# Entries supplied
□ □ □
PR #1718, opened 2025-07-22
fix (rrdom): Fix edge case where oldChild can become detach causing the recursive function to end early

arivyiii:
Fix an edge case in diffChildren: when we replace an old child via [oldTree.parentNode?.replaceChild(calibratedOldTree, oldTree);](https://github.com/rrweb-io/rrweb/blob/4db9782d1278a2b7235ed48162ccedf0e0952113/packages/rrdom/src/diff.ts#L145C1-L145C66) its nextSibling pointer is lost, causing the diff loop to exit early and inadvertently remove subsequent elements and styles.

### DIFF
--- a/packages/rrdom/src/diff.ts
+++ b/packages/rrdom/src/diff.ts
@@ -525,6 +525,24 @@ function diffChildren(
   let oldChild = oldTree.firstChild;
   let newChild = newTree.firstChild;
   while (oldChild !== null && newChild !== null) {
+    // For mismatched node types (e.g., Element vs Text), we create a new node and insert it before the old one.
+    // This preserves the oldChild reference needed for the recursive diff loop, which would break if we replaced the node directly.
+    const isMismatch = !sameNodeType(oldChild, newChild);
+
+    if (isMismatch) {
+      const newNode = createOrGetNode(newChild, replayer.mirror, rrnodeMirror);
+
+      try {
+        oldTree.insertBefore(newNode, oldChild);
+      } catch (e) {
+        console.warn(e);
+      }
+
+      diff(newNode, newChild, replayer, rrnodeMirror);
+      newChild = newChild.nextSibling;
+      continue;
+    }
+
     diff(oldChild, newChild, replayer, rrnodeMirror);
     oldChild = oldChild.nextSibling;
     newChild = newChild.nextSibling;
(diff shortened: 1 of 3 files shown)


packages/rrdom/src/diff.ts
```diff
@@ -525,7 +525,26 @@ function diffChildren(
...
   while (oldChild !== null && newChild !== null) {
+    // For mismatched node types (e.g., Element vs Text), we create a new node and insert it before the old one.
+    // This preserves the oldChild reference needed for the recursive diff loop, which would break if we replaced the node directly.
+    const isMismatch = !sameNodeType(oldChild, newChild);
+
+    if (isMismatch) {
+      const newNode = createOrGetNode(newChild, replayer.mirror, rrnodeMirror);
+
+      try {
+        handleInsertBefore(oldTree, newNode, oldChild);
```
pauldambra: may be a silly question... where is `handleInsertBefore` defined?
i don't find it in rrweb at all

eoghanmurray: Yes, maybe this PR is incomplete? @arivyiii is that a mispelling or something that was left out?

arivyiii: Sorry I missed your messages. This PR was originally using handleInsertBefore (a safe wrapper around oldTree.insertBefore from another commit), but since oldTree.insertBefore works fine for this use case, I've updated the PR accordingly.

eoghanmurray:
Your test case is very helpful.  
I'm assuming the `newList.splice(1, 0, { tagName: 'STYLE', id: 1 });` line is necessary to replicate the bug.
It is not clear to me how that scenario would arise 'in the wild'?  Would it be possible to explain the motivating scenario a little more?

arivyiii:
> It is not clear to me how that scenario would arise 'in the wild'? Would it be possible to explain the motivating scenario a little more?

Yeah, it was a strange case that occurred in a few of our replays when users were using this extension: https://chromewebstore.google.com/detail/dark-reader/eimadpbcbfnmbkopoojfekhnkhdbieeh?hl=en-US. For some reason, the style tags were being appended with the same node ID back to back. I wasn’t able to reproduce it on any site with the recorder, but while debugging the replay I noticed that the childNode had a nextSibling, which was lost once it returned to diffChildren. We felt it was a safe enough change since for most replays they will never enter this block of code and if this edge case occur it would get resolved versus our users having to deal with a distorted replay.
□ □ □
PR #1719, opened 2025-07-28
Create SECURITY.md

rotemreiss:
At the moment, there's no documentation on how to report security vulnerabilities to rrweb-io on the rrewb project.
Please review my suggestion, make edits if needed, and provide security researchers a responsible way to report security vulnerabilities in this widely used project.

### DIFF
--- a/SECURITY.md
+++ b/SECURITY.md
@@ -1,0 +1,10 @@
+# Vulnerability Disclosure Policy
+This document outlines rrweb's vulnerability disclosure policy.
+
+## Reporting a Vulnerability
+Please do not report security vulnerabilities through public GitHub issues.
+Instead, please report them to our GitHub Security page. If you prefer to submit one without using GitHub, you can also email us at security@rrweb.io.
□ □ □
# Problem to work on
Show the lines above with "rrnodeMirror".

# Response
+      const newNode = createOrGetNode(newChild, replayer.mirror, rrnodeMirror);
+      diff(newNode, newChild, replayer, rrnodeMirror);
     diff(oldChild, newChild, replayer, rrnodeMirror);
+      const newNode = createOrGetNode(newChild, replayer.mirror, rrnodeMirror);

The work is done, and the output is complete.